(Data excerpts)

-- -- --

PR #303, opened 2021-05-05
Fix RBI generation for gems

Morriar:
### Motivation

My previous PR on RBI generation (#297) broke two things:

1. Grouping the include and extend in separate groups meant I changed the [order in which they were generated](https://github.com/Shopify/tapioca/commit/2ad440590e747403012cdbba7b49c2baa0aae072#diff-3e55697f4d9bb01a769a76f008853abea864fdb0c8de83956ee0303bfddc1764L1556-R1561) and includes were always printed before extends which is actually incorrect. So the first commit (2bb2a7e) groups them together to get the right order again.

2. Both params types and return types need to be sanitized for weird types such as `<VOID>`. It was done on the [whole signature string before](https://github.com/Shopify/tapioca/commit/d2107da489c440ae655226b33d8fee10a7051688#diff-6c17c60032864d0164ef50591234ad8238992fb3dad7d6ac33158f333ea61190L680-L684) and I forgot to do it on parameters types. The second commit (86b2982) fixes this and adds a related test.

With these fixes we can generate the RBIs for Shopify's core without any error! 🎉 

### Tests

See included tests.

### DIFF
--- a/spec/tapioca/rbi_spec.rb
+++ b/spec/tapioca/rbi_spec.rb
@@ -431,8 +431,8 @@ module Tapioca
           rbi << RBI::Class.new("S2")
           rbi << RBI::Method.new("m1")
           rbi << RBI::Method.new("m2", is_singleton: true)
-          rbi << RBI::Include.new("I")
           rbi << RBI::Extend.new("E")
+          rbi << RBI::Include.new("I")
           rbi << RBI::MixesInClassMethods.new("MICM")
           rbi << RBI::Helper.new("h")
           rbi << RBI::TStructConst.new("SC", "Type")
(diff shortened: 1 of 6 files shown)


spec/tapioca/rbi_spec.rb
```diff
@@ -431,8 +431,8 @@ def self.m2; end
           rbi << RBI::Class.new("S2")
           rbi << RBI::Method.new("m1")
           rbi << RBI::Method.new("m2", is_singleton: true)
-          rbi << RBI::Include.new("I")
```
Morriar, line 434: Just changed the order in a few tests to show that we keep it when compiling.

paracycle (approved):
Yeah, the `include`/`extend` ordering is tricky. My first implementation had also completely messed it up. :)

-- -- --

What the exercise asks
Reproduce the full block of data exactly, omitting nothing.

Solution
PR #303, opened 2021-05-05
Fix RBI generation for gems

Morriar:
### Motivation

My previous PR on RBI generation (#297) broke two things:

1. Grouping the include and extend in separate groups meant I changed the [order in which they were generated](https://github.com/Shopify/tapioca/commit/2ad440590e747403012cdbba7b49c2baa0aae072#diff-3e55697f4d9bb01a769a76f008853abea864fdb0c8de83956ee0303bfddc1764L1556-R1561) and includes were always printed before extends which is actually incorrect. So the first commit (2bb2a7e) groups them together to get the right order again.

2. Both params types and return types need to be sanitized for weird types such as `<VOID>`. It was done on the [whole signature string before](https://github.com/Shopify/tapioca/commit/d2107da489c440ae655226b33d8fee10a7051688#diff-6c17c60032864d0164ef50591234ad8238992fb3dad7d6ac33158f333ea61190L680-L684) and I forgot to do it on parameters types. The second commit (86b2982) fixes this and adds a related test.

With these fixes we can generate the RBIs for Shopify's core without any error! 🎉 

### Tests

See included tests.

### DIFF
--- a/spec/tapioca/rbi_spec.rb
+++ b/spec/tapioca/rbi_spec.rb
@@ -431,8 +431,8 @@ module Tapioca
           rbi << RBI::Class.new("S2")
           rbi << RBI::Method.new("m1")
           rbi << RBI::Method.new("m2", is_singleton: true)
-          rbi << RBI::Include.new("I")
           rbi << RBI::Extend.new("E")
+          rbi << RBI::Include.new("I")
           rbi << RBI::MixesInClassMethods.new("MICM")
           rbi << RBI::Helper.new("h")
           rbi << RBI::TStructConst.new("SC", "Type")
(diff shortened: 1 of 6 files shown)


spec/tapioca/rbi_spec.rb
```diff
@@ -431,8 +431,8 @@ def self.m2; end
           rbi << RBI::Class.new("S2")
           rbi << RBI::Method.new("m1")
           rbi << RBI::Method.new("m2", is_singleton: true)
-          rbi << RBI::Include.new("I")
```
Morriar, line 434: Just changed the order in a few tests to show that we keep it when compiling.

paracycle (approved):
Yeah, the `include`/`extend` ordering is tricky. My first implementation had also completely messed it up. :)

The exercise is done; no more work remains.